#### [WORK ORDER]
When the string "shared" occurs in a line of the records, show that line.

#### [THE DATA]
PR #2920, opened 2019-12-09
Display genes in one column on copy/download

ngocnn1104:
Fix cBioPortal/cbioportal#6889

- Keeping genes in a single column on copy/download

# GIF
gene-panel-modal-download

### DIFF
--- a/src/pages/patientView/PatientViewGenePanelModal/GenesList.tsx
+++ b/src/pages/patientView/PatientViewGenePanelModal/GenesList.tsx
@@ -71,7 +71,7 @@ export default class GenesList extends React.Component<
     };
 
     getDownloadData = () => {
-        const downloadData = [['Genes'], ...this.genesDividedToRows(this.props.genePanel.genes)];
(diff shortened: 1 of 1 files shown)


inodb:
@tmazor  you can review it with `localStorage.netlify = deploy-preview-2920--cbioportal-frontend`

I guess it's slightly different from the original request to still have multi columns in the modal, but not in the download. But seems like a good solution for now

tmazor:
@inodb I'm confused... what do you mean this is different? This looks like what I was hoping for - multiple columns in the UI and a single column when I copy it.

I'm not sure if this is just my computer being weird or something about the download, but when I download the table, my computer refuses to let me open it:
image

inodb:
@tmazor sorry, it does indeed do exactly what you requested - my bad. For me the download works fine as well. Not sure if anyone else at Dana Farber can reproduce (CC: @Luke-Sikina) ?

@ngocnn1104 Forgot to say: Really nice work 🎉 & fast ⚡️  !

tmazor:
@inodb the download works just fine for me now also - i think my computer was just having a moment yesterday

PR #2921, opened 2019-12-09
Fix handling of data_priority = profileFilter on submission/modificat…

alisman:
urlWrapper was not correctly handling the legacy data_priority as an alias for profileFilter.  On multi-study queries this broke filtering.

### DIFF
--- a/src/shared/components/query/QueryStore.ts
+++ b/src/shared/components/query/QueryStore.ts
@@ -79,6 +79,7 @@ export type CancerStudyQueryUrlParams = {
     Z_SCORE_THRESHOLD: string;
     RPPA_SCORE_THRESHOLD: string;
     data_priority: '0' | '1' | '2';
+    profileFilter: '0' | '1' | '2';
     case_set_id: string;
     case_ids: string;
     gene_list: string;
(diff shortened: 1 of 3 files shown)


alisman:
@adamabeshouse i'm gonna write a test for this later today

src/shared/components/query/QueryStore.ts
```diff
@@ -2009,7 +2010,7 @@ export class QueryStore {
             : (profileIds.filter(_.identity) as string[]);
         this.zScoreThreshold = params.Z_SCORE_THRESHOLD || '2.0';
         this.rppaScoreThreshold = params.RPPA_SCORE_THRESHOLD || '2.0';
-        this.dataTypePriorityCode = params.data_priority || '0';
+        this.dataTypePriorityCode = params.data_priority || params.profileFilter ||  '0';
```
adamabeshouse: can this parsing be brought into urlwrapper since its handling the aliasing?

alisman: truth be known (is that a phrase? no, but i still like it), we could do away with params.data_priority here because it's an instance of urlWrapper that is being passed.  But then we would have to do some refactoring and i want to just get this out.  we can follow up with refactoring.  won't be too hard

#### [RESULT OF THIS TASK]
--- a/src/shared/components/query/QueryStore.ts
+++ b/src/shared/components/query/QueryStore.ts
src/shared/components/query/QueryStore.ts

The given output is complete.